The ear is a convenient place to listen to the brain. Inside the concha and canal, electrodes sit in relatively stable contact with skin, away from hair and sweat lines that plague scalp systems, and close to temporal regions that light up during sleep and auditory processing. From a user’s point of view, the ear also has a major advantage over most EEG form factors: people already tolerate having devices there for hours at a time.
In the neurotech wellness field, NextSense is carving out a specific niche in sleep and brain-measuring "earables". At one end sits a long tail of generic buds that focus on comfort, noise masking, and perhaps coarse tracking, but never access neural data. At the other end are headband-based EEG devices-Muse, Dreem, Somnee and others-that deliver more direct brain measures, but still should be considered as gear you put on for a session rather than a product you forget you’re wearing.

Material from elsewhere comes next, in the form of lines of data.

PR #1552, opened 2017-11-11
Try to add ability to clean up StringStore in pipe

### LINKED ISSUE #1506: KeyError during stream processing
@ligser writes on Gitter:

```
Hello all! I have some troubles with spacy-nightly==2.0.0rc1 (a18 has same behavior) with en_core_web_lg model. When I run nlp.pipe with a generator of a texts I get the exception: KeyError: 4405041669077156115..
Exception raised after amount of texts (average 10000).
Stacktrace looks like that:
    nlp.pipe((c.content_text for c in texts), batch_size=24, n_threads=8)
  File "doc.pyx", line 375, in spacy.tokens.doc.Doc.text.__get__
  File "doc.pyx", line 232, in __iter__ 
  File "token.pyx", line 178, in spacy.tokens.token.Token.text_with_ws.__get__
  File "strings.pyx", line 116, in spacy.strings.StringStore.__getitem__
KeyError: 4405041669077156115
That looks like a bug with a StringStore cleanup or something related (maybe shared string-store that clean-up by one of threads?).
My code just get a texts from mysql split it to texts and ids and do: for id, doc in zip(ids_gen,nlp.pipe(docs_gen, ...)).
```

I think this is likely due to the solution added in spaCy 2 to address the streaming data memory growth.

ligser:
## Description
I try to fix #1506 by allowing StringStore to clean up old strings when using it to iterate through many documents in a pipe. I try to do it with little effort on memory or speed, but I might not see all effect of my changes.
Because that method is written as the feature only for `pipe` method of the Language class — the method marked as internal by the underscore.

### Types of change
It's bug fix.

## Checklist

### DIFF
--- a/.github/contributors/ligser.md
+++ b/.github/contributors/ligser.md
@@ -1,0 +1,106 @@
+# spaCy contributor agreement
+
+This spaCy Contributor Agreement (**"SCA"**) is based on the
+[Oracle Contributor Agreement](http://www.oracle.com/technetwork/oca-405177.pdf).
+The SCA applies to any contribution that you make to any product or project
+managed by us (the **"project"**), and sets out the intellectual property rights
+you grant to us in the contributed materials. The term **"us"** shall mean
+[ExplosionAI UG (haftungsbeschränkt)](https://explosion.ai/legal). The term
+**"you"** shall mean the person or entity identified below.
+
+If you agree to be bound by these terms, fill in the information requested
+below and include the filled-in version with your first pull request, under the
+folder [`.github/contributors/`](/.github/contributors/). The name of the file
+should be your GitHub username, with the extension `.md`. For example, the user
+example_user would create the file `.github/contributors/example_user.md`.
+
+Read this agreement carefully before signing. These terms and conditions
+constitute a binding legal agreement.
+
+## Contributor Agreement
+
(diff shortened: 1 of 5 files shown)


honnibal:
This looks very promising. Thank you for taking the time to do this efficiently.

honnibal:
Very good, thanks!

ligser:
@honnibal I realize that [here](https://github.com/explosion/spaCy/pull/1552/files#diff-b6b3e43f85a70fd78f0b9e8395857783L567) I broke swapping of recent and old refs. I afraid that change can cause the error: if `nr_seen` raise upper than 10000 and `old_refs` is not empty at some iterations we can lose some of the refs that not recorded to old_refs. When the old_refs become empty we initiate clean-up and remove strings from N-1th iteration (because of hits — N iteration still here). If one of the docs that we lose from old_refs still not cleaned-up after N+1th iteration and we try to get string data from it — we should get the crash.
I try to create the test case for that — but cannot reproduce that behavior. Maybe I miss something?

ligser:
I understand. My fix not cleans up strings — just keys. 😐

ligser:
I made a new pull request to fix it. Sorry.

Parallel to both are research-oriented EEG earables and academic ear-EEG rigs that remain confined to trials and labs. NextSense is effectively trying to sit in the overlap: ear-based EEG with claims of clinical-grade fidelity, in a fully wireless, everyday form factor that doesn’t require you to change your bedtime rituals. The commercial structure reflects that ambition. Smartbuds are priced as a premium consumer device, with a one-time hardware purchase and a recurring “Fit Kit” subscription for replacement tips and wings, plus software features layered on top. On top of that hardware layer sit the sleep programs and, eventually, Relax and Focus experiences that turn raw EEG into something users can feel in their day-to-day routines.
In parallel, the company is clearly positioning the same stack for future regulated use: longer-term plans mention sleep disorders, neurology trials, and pharma collaborations, following a familiar “wellness first, medical later” ladder that many neurotech hardware companies are now trying to climb.
Yet, coverage around the round has made one point clear: capital doesn’t guarantee a category. NextSense still needs to carve out a lasting user base in a market where Oura, Whoop, Apple, and others already define how most people track their nights. The promise is that a more direct neural signal, delivered through a familiar earbud, can earn its own place in that ecosystem, but several questions will decide whether that holds.
The reported 50 percent boosts in slow-wave metrics remain early, company-side data that need independent, peer-reviewed validation. Adherence is unproven: overnight earbuds are a higher-friction habit than passive rings or watches. And as Smartbuds approach medical territory, regulatory status, data governance, and long-term handling of EEG recordings will move to the foreground. NextSense Series A capital will prove whether ear-EEG establishes itself as a real platform rather than a brief detour in the sleep tech stack.